The Japanese are polite about it, the Indonesians are laid-back, but Malaysians have begun hitting below the belt.
Across Asia, government efforts to get citizens to stop smoking range from a nudge and a wink to experiments with Western-style shock tactics.
The well-worn threat of an early death having apparently been shrugged off by smokers as a small price to pay for the pleasures of the weed, Kuala Lumpur is targeting their vanity.
Men will become impotent, women will get wrinkles and you'll all get horrible yellow teeth, Malaysia's puffers are told in a news series of newspaper ads.
In Japan, warnings on cigarette packets take a gentler tone: "There is a fear that it can damage your health, so let's be careful not to smoke too much. Let's obey smoking manners."
Despite the soft approach, the percentage of Japanese who light up has been falling for about a decade, to a record low of 30.3 percent, reflecting a worldwide trend towards less smoking in wealthy countries.
But poorer countries in Asia reflect instead a WHO warning that "tobacco and poverty are inextricably linked," with 75 percent of the world's smokers living in developing nations.
In Indonesia, some 70 percent of the population smoke and the government, which raised some US$2.9 billion last year from excise tax -- almost all of it from cigarettes -- does little to discourage them.
Instead it hopes to achieve an increase in excise tax income not from increasing the retail price for cigarettes, but through increased output by the tobacco industry.
Heavy taxation of cigarettes has long been a major weapon used by richer countries to help wean their smokers from the habit, and would have an even greater effect in poor nations.
But while a packet of 20 Marlboro cigarettes costs US$5.60 in Singapore, it costs just US$0.84 in nearby Indonesia.
Huge tobacco tax increases along with a ban on smoking in bars have been credited with cutting the number of adult smokers in New York by 11 percent from 2002 to last year to just 19.3 percent, according to recent city surveys.
But as smoking rates fall throughout the Western world, they are increasing in Asian countries such as China.
Many governments in the region have taken new steps toward discouraging tobacco consumption, but these efforts often do not amount to much more than lip service.
In Pakistan a year-old ban on smoking in public places is rarely observed, despite provision for fines of up to US$1,700 for repeat offenders.
Even the threat of three months in jail for those selling cigarettes to minors -- possibly one of the world's toughest penalties -- is ignored.
India, which has 240 million tobacco users, outlawed smoking in public places this month, but police say they lack the personnel to enforce it.
Instead, restaurants pay off nosy officials, and smokers -- nearly 50 percent of the male population -- are now likely to be given the best seats, with others escorted to "non-smoking areas" at the back.
China, whose 320 million smokers account for about one-quarter of the world's total, makes some effort to stub out the habit.
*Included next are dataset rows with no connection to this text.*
PR #1024, opened 2017-02-01
Add phing pre-config setup task

adelina-t:
Changes proposed:
- add task for setup before importing configuration


phing/tasks/setup.xml
```diff
@@ -202,7 +202,14 @@
 
   </target>
 
-  <target name="setup:config-import" description="Import configuration from the config directory.">
+  <target name="setup:pre-config" description="Setup before importing configuration.">
```
grasmash: Could we name this pre-config-import?

phing/tasks/setup.xml
```diff
@@ -202,7 +202,14 @@
...
+    <echo>Pre config setup... </echo>
```
grasmash: This echo statement should not be necessary, as the hook invokation itself echoes similar information.

phing/tasks/setup.xml
grasmash: I don't think this needs to be a separate target, it can just be rolled into setup:config-import.

phing/tasks/setup.xml
adelina-t: Agreed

Measures include banning tobacco advertising in newspapers and on television -- but a non-smoking restaurant would be considered bizarre.
China is the world's largest producer and consumer of tobacco, and last year the industry paid 160 billion yuan (US$19.2 billion) in taxes.
Anti-smoking campaigners argue that such income is offset by the economic price of tobacco use through health-care costs, lost productivity and premature deaths, pointing to the fact that in the same year a million Chinese died from smoking-related illnesses.
The WHO says not only national treasuries but also family budgets are hurt by smoking's costs, with a recent survey in Vietnam showing that smokers spent three times more on tobacco than on education and health care.
In the Philippines, smokers are estimated to spend 20 percent of their household income on tobacco, and the government this year ordered that all tobacco products must carry health warnings and banned celebrities from endorsing cigarettes.
One of the region's poorest countries, Bangladesh, this month ratified the WHO's convention on tobacco control, which commits it to passing a range of anti-smoking legislation.
In the past smoking had been seen as a low priority in a country beset by poverty, but, delighted activists say, the government has recognized that the two often go hand in hand.
Social pressures have kept smoking rates low among women in Asia, where it is often seen as unfeminine, but WHO reports cite evidence suggesting increased smoking among young, affluent urban women in some countries.
Which is apparently why Malaysia's ministry of health has brought wrinkles into its new campaign, quoting research in the United States stating that "women smokers have more facial wrinkling than non-smokers."
Whether this, and the threat to men that they will lose their virility, will be more effective than telling them they will die of cancer remains to be seen.
Experience in the West points to governments picking the pockets of smokers as the best way to get them to quit.
New York health officials say they believe the decline in smoking there has been caused primarily by higher tobacco taxes, not bans or health warnings.